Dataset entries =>
PR #602, opened 2021-10-08
doc fix: --InlineBackend.rc=figure.dpi=96 => dict

deargle:
The docs suggest adding `--InlineBackend.rc=figure.dpi=96` to `nbsphinx_execute_arguments` in `conf.py` -- but this will lead to nbsphinx complaining about .rc not being a dict. This changes the suggestion to be `--InlineBackend.rc={'figure.dpi': 96}`


mgeier:
Do you happen to have a traitlets version < 5?

I've made the opposite change in #553.

mgeier:
I've created #627, which adds a `traitlets>=5` requirement and clarifies the usage of `ipython_kernel_config.py`.

PR #604, opened 2021-10-11
Add nbsphinx_assume_equations to documentation

### LINKED ISSUE #603: Documenting nbsphinx_assume_equations
Would it be possible to add `nbsphinx_assume_equations` to the documentation? I found the (useful!) option recently a bit by chance - when trying to look it up for more details using the `0.8.7` documentation, I could [only] find a reference in the changelog. 

The changelog entry was still enough, though (and looking at the related PR and an issue mentioning the option clarified its usage even more) - it's mostly for making it slightly easier to find.

[only]: https://nbsphinx.readthedocs.io/en/0.8.7/search.html?q=nbsphinx_assume_equations

diego-plan9:
Closes #603 

Add an entry to the `usage.ipynb` with information about `nbsphinx_assume_equations`. The description is basically copy-pasted from the changelog, trusting the original writer was more fluent in the flag than me :)


doc/usage.ipynb
```diff
@@ -248,6 +248,15 @@
     "See [Ignoring Errors](allow-errors.ipynb)."
    ]
   },
+  {
+   "cell_type": "markdown",
+   "metadata": {},
+   "source": [
+    "#### `nbsphinx_assume_equations`\n",
+    "\n",
+    "If `True`, do not force loading MathJax on HTML pages generated from notebooks."
```
mgeier, line 257: If I'm not mistaken, this is the opposite:

```suggestion
    "If `False`, do not force loading MathJax on HTML pages generated from notebooks."
```

mgeier (commented):
Sorry for the late response ...

doc/usage.ipynb
diego-plan9: Oops, sounds right!

diego-plan9:
Thanks for the follow-up - I also merged from `master` which seems to have fixed the previously failing `build-me-my-docs` stage.

mgeier:
Thanks!

PR #606, opened 2021-10-27
fix: avoid closing the script tag early by escaping a forward slash

maartenbreddels:
Same as https://github.com/jupyter/nbconvert/pull/1665

Requires a new release of nbconvert as well

### DIFF
--- a/src/nbsphinx.py
+++ b/src/nbsphinx.py
@@ -284,7 +284,7 @@ RST_TEMPLATE = """
 .. raw:: html
 
     <script type="application/vnd.jupyter.widget-state+json">
-    {{ nb.metadata.widgets['application/vnd.jupyter.widget-state+json'] | json_dumps }}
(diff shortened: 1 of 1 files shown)


mgeier:
Thanks for this PR and sorry for my late response!

I played around with this a bit and it turns out that the `</script>` tag is case-insensitive and that browsers (at least Firefox and Chromium) also have a problem with `</script ` (with a space at the end).

I've created an extended fix in #611 which should cover more cases. Or am I missing something?

maartenbreddels:
Yeah, even better, care to upstream this?

(from mobile phone)

Op wo 24 nov. 2021 22:25 schreef Matthias Geier ***@***.***>:

mgeier:
> Yeah, even better, care to upstream this?

I don't really want to undo your change from https://github.com/jupyter/nbconvert/pull/1665, which isn't wrong and works in most *real* cases. But if you prefer my solution, you can of course take it and apply it (or parts of it) to your original change.

PR #615, opened 2021-12-07
support text builder

jdknight:
Provides initial support to allow processing nbsphinx nodes using a Sphinx `text` translator.


mgeier:
Thanks! Looking forward to further improvements!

Exercise details => Scan the records above. Return every line with "widget" in it.

Solution for this exercise =>
     <script type="application/vnd.jupyter.widget-state+json">
-    {{ nb.metadata.widgets['application/vnd.jupyter.widget-state+json'] | json_dumps }}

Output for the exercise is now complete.